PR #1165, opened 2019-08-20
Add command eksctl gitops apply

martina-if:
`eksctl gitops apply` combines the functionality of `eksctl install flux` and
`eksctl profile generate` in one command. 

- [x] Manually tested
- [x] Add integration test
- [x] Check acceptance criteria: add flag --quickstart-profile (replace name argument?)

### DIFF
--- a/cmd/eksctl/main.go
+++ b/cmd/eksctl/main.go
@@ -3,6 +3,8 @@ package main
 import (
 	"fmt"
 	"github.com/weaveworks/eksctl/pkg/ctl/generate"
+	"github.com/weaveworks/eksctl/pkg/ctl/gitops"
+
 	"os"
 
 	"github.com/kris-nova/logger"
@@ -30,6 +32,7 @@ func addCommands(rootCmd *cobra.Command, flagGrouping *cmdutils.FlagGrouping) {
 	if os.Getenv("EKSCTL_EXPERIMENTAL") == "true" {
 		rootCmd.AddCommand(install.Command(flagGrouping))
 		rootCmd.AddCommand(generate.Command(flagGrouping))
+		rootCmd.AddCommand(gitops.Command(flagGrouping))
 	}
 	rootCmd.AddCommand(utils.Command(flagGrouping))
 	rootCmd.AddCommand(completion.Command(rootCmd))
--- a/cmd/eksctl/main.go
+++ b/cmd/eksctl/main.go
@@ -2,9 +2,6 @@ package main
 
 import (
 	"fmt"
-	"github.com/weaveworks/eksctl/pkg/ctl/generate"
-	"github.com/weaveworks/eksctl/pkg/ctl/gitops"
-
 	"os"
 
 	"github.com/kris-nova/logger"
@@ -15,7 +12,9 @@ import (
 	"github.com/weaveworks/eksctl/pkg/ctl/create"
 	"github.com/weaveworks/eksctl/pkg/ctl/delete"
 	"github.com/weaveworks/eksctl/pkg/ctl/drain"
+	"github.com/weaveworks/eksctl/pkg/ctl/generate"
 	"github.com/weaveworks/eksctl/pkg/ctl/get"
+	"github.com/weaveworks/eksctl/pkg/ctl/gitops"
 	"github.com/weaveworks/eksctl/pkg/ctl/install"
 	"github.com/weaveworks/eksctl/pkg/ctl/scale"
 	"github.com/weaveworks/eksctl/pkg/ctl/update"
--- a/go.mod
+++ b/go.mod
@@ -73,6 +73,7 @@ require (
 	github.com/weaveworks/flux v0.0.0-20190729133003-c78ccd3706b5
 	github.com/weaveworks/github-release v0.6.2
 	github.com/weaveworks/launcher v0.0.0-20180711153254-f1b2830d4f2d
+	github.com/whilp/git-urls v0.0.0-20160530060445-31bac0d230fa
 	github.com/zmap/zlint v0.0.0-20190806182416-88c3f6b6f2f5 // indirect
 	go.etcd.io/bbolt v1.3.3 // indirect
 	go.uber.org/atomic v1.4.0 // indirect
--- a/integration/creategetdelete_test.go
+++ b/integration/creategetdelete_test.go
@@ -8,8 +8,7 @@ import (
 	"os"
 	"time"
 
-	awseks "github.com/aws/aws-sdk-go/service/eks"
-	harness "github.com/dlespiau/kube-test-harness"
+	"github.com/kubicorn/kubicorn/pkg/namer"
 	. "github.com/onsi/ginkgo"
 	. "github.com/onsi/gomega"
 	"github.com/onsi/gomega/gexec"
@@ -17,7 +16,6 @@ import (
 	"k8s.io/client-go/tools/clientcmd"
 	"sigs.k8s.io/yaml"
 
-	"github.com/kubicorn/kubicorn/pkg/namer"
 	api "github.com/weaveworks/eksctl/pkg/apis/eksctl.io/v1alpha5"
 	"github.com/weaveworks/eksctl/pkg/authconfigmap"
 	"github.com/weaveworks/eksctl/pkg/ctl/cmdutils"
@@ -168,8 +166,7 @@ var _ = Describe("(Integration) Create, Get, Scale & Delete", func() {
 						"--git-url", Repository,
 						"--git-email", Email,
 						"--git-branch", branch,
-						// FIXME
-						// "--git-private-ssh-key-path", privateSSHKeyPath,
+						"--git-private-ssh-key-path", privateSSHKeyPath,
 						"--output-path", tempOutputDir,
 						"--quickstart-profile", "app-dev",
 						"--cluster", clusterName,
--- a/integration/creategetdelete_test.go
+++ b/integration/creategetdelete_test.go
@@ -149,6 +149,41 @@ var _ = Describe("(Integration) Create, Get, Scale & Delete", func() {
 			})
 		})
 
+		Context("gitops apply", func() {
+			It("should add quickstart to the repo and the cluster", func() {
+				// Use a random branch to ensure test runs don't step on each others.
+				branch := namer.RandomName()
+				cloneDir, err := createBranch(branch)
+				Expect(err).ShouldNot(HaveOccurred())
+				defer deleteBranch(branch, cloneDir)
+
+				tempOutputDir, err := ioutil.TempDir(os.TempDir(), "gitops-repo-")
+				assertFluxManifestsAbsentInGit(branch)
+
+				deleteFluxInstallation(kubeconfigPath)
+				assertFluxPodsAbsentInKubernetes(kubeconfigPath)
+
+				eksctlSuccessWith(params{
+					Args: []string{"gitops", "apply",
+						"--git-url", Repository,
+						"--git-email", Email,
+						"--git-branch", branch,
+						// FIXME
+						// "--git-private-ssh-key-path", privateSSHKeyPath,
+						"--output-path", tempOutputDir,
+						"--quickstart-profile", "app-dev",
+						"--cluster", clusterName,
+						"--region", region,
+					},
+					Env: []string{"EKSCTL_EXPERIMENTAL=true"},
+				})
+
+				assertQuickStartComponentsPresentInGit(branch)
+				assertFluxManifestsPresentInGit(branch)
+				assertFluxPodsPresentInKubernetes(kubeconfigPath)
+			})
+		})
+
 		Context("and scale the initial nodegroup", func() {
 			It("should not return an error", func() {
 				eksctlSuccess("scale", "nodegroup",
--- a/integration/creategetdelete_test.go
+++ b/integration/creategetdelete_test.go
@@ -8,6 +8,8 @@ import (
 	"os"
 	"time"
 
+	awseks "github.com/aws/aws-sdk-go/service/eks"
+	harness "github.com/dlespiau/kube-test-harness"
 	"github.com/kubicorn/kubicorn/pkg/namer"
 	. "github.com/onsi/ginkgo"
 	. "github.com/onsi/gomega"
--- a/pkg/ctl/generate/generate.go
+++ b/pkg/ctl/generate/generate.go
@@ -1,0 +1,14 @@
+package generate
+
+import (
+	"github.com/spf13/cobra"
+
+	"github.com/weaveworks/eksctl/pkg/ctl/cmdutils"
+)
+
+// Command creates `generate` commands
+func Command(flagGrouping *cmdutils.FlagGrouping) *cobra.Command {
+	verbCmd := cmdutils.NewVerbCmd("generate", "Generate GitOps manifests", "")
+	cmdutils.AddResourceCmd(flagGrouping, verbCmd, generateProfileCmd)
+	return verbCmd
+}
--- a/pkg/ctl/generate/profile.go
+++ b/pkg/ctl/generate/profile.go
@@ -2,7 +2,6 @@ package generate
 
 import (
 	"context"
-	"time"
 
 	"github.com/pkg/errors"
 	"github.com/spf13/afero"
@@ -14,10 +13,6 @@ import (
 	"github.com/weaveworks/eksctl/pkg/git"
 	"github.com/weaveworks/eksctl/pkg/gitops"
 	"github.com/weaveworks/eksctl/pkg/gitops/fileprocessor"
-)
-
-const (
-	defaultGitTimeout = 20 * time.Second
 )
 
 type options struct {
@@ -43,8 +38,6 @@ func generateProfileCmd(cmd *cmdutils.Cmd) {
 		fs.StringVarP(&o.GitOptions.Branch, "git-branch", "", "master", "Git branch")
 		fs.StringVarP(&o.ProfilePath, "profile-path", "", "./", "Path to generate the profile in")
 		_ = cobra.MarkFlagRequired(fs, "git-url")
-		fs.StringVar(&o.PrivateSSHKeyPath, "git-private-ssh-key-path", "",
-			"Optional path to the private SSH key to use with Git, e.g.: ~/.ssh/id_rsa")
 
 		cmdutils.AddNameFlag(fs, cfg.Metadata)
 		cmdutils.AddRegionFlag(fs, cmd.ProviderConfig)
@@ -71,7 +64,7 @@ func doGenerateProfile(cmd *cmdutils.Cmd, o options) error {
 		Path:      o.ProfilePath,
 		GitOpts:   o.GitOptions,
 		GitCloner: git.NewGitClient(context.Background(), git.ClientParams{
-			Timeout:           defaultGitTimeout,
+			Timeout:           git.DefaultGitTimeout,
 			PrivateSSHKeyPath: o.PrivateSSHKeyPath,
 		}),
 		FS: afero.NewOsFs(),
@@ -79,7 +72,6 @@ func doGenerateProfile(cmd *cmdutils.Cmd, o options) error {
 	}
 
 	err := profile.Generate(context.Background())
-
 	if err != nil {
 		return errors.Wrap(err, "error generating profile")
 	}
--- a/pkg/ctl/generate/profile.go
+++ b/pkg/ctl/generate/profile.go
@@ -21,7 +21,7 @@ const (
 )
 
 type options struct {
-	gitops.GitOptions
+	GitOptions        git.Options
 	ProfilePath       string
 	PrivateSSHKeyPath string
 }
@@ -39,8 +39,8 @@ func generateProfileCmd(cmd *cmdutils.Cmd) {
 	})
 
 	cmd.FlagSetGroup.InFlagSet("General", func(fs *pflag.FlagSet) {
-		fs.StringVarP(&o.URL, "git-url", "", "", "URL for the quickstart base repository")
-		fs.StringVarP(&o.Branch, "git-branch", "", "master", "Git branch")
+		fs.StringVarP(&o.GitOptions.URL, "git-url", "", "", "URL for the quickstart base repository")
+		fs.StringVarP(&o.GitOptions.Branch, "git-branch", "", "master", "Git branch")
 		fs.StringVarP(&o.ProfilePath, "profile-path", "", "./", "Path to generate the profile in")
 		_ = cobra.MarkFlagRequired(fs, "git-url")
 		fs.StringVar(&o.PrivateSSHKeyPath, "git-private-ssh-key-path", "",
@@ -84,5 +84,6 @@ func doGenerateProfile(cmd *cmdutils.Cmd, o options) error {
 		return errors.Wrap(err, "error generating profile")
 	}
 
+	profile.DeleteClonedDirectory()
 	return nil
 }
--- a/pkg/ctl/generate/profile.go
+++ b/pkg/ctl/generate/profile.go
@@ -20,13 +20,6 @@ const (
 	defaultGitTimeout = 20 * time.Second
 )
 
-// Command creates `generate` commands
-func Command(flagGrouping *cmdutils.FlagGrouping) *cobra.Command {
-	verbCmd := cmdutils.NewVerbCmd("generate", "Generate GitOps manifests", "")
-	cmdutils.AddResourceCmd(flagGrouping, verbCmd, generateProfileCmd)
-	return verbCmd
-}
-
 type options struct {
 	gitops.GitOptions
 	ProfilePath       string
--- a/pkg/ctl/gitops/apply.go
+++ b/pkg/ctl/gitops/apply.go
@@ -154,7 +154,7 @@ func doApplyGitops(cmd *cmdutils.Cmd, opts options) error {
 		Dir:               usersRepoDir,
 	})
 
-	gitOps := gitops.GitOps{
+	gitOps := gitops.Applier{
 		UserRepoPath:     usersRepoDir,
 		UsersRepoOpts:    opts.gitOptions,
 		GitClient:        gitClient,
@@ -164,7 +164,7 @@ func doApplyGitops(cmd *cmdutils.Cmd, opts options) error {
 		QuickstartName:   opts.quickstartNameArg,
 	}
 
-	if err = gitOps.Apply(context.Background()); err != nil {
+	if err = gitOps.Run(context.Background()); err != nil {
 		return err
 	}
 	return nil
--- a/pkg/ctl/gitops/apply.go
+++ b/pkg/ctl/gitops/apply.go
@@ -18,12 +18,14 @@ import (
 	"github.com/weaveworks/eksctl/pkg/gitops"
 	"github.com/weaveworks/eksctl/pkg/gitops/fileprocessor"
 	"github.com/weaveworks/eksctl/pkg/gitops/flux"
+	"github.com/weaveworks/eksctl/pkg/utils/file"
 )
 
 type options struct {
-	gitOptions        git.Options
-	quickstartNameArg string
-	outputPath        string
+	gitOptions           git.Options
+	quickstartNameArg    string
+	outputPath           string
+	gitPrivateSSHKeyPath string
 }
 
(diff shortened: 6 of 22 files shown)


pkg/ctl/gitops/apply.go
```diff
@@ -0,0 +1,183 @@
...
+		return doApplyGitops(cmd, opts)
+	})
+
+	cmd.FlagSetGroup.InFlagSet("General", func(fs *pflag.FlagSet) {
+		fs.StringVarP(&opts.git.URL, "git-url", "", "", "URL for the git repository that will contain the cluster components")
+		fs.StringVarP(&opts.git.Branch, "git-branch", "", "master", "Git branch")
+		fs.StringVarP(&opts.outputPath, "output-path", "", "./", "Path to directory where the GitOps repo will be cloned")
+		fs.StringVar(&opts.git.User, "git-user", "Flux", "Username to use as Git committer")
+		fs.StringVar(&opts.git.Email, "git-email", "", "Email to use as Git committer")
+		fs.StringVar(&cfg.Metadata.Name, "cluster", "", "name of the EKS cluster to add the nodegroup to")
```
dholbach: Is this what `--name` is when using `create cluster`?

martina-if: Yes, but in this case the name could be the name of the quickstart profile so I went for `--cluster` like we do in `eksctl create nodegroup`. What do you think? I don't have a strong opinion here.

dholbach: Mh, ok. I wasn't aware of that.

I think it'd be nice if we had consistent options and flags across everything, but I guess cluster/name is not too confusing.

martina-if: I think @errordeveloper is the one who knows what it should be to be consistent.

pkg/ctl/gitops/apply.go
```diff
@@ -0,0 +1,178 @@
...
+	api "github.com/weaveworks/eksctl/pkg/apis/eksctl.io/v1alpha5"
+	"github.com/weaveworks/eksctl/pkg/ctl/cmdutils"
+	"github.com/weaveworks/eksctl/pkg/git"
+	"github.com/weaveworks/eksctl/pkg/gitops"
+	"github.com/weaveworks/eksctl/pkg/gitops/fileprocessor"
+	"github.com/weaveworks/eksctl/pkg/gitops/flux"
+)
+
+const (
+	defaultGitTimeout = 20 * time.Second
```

:::

AIM OF THE TASK:
Tally how many lines of the data include the word "doApplyGitops". Write the number and nothing else.

TASK OUTPUT:
3